In 1866 a 31-year-old Mark Twain spent four months in Hawaii. Three of those months were spent on the Big Island where Twain rented a horse and “Ransacked the island” for his dispatches back to the Sacramento Daily Union on the mainland. In June of 1866 he visited Ka’u and planted a Monkeypod tree in Waiohinu, the second generation of which can still be seen today. Waiohinu is tiny and to call it a “town” is being generous. Once a thriving sugar cane community, today Waiohinu has very little in the way of attractions. Mark Twain’s Monkey Pod is about it, and worth a pull over as you drive through if for nothing else than to stand and reflect in the spot where one of the country’s most beloved writers stood 150 years ago.
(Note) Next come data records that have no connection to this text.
Issue #7838, opened 2026-09-10
t/supply-serialize-fifo.t subtest 3 is non-deterministic on a 4-core box


tokuhirom:
## What happens

`t/supply-serialize-fifo.t`'s third subtest — "already-kept and later-kept promises interleave in value order" — fails on roughly half the runs in a 4-core remote container. It is **not** in `flaky-tests.txt`, so a run that rolls badly fails `make test` outright.

```
not ok 3 - already-kept and later-kept promises interleave in value order
# expected: '1 2 3 4 5 6'
#      got: '1 2 3 4 6 5'      <- most common
#      got: '1 2 4 6 3 5'
#      got: '2 4 6 1 3 5'
#      got: '2 1 3 4 5 6'
```

## Not a regression — measured on `main`

Two release binaries, same container (4 cores), the file run directly, 8 runs each:

| binary | result |
| --- | --- |
| `main` @ `a3fb606` | **5 / 8 fail** |
| a feature branch off it | 4 / 8 fail |

So the branch is not the cause; `main` itself is where this lives. The file was added by `9d59f4c` ("order a supply block's reactions by the order their sources produced them", #7811) and presumably passes reliably on the 12-core dev box, which is why CI has not caught it.

## Repro

```
cargo build --release
for i in $(seq 1 8); do
  ./target/release/mutsu t/supply-serialize-fifo.t | grep -E '^(not )?ok 3'
done
```

Subtests 1 and 2 (`run-nested(3)`, `run-nested(20)`) pass every time. Only the third shape fails — the one where a promise is kept *before* its nested `whenever` is registered for odd values and *after* for even ones:

```raku
whenever $src -> $v {
    my $p = Promise.new;
    $p.keep if $v %% 2;      # already kept when the whenever registers
    whenever $p { emit $v }
    $p.keep unless $v %% 2;  # kept after
}
```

He mentions his time in Waiohinu in his letter published in the Sacramento Daily Union on October 25, 1866

“All day the next day we fought that treacherous point – always in sight of it but never able to get around it. At night we tacked out forty or fifty miles, and the following day at noon we made it and came in and anchored.

We went ashore in the first boat and landed in the midst of a black, rough, lava solitude, and got horses and started to Waiohinu, six miles distant. The road was good, and our surroundings fast improved. We were soon among green groves and flowers and occasional plains of grass. There are a dozen houses at Waiohinu, and they have got sound roofs, which is well, because the place is tolerably high upon the mountain side and it rains there pretty much all the time. The name means “sparkling water,” and refers to a beautiful mountain stream there, but they ought to divide up and let it refer to the rain also.

A sugar plantation has been started at Waiohinu, and 150 acres planted, a year ago, but the altitude ranges from 1,800 to 2,500 feet above sea level, and it is thought it will take an other year for the cane to mature.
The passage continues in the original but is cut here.